Los personajes de los directores y guionistas Javier Barbero (Madrid, 1980) y Martín Guerra (Lima, 1979), que van desfilando por los primeros minutos de “Los bárbaros” (2024; se estrena mañana), serían como esa hierba que crece entre los adoquines: no debería estar ahí y, sin embargo, su florecimiento es inevitable. Un guardia de obra (Àlex Monner) que se queda sin trabajo, pululando como un fantasma entre los cimientos de hormigón de lo que debía acoger a familias enteras en sus viviendas. Una cajera de supermercado (Greta Fernández) hastiada de su pareja, un joven peruano, alocado, soñador y oportunista (Job Mansilla) que transita los márgenes del capitalismo. Una camarera polaca (Eliza Rycembel) de un bar de mala muerte, con un jefe autoritario y muchas ansias de escapar. Casi dos décadas después del colapso de la burbuja inmobiliaria y la llegada de la crisis económica mundial, la cinta, que pasó por el Festival de Sevilla, recuerda el hastío de una juventud sin recursos cuando el mundo parecía haberse paralizado.
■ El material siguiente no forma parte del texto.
PR #3556, opened 2023-06-07
Reduces SG Full Auto Scatter

fira:
# About the pull request

It's been bugging me for a long time, but when you fire for a good dozen seconds with the standard issue smartguns, the bullets start scattering. So, so far you'll say, good Fira, that's soulful! 

However, we have no ACTUAL recoil or similar mechanic. So letting go of the LMB for just even 20 miliseconds is enough to reset scatter to start of firing. **It's just a noobtrap with zero real gameplay elements.**

This reduces the max scatter so that bullets don't just start (after EIGHTY shots!) spraying a (roughly) 48° angle cone, but instead 12° which mostly stays on the same actual turfs. At this value the targeting impact is vastly minimized, but the projectile visuals retain significant scattering. 

I don't think this ACTUALLY qualifies as a "balance" change due to how irrelevant the "mechanic" was, but i'll slap it on.

Less of a noobtrap and pointless purely mechanical micromanagement so people can focus on playing the game.

I'd rather we get a recoil mechanic to make this meaningful but it's bit of a bigger problem...

# Changelog
:cl:
qol: Reduced USCM SG max scattering on Full Auto fire so you don't have to periodically let go of the fire button to keep it from firing way wide. 
/:cl:

### DIFF
--- a/code/modules/projectiles/guns/smartgun.dm
+++ b/code/modules/projectiles/guns/smartgun.dm
@@ -88,7 +88,7 @@
 	burst_delay = FIRE_DELAY_TIER_9
 	fa_delay = FIRE_DELAY_TIER_SG
 	fa_scatter_peak = FULL_AUTO_SCATTER_PEAK_TIER_8
-	fa_max_scatter = SCATTER_AMOUNT_TIER_3
+	fa_max_scatter = SCATTER_AMOUNT_NONE
 	if(accuracy_improvement)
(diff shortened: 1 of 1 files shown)


morrowwolf:
Holy shit Fira doing a balance PR I thought I'd never see the day.

You make a good argument: approved balance-wise.

ihatethisengine:
You are the best! Thank you! Was a major issue for me when I played SG. Hopefully now I won't have to spam click.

Esa letanía ambiental, en la que los días parecían transcurrir sin más estímulo que el caer de las hojas del calendario, es la que acaba afectando al relato de la propuesta de los realizadores. Una quietud con ciertas influencias del color y el humor del Aki Kaurismäki más sobrio que se aposentan sobre los conflictos que atravesaron a la sociedad en aquellos fatídicos momentos: desde la precariedad laboral hasta la escasez habitacional, así como una inmigración baldía, donde las cosas no parecen irle mucho mejor a Marco (Mansilla), voz cantante de este extravagante grupo que acaba conviviendo en la intemperie de una estructura sin paredes. Especialmente él tiene algo de generación perdida, o al menos de un beat contemporáneo, en sus devenires de supervivencia y su máxima de evitación del esfuerzo. Un Dean Moriarty (el compañero de andanzas de Jack Kerouac) sin viaje, pero con arraigadas ideas de hacerse con todo aquello que le sirva para seguir su movimiento adelante, aunque sea robando o parasitando la confianza de los de su alrededor.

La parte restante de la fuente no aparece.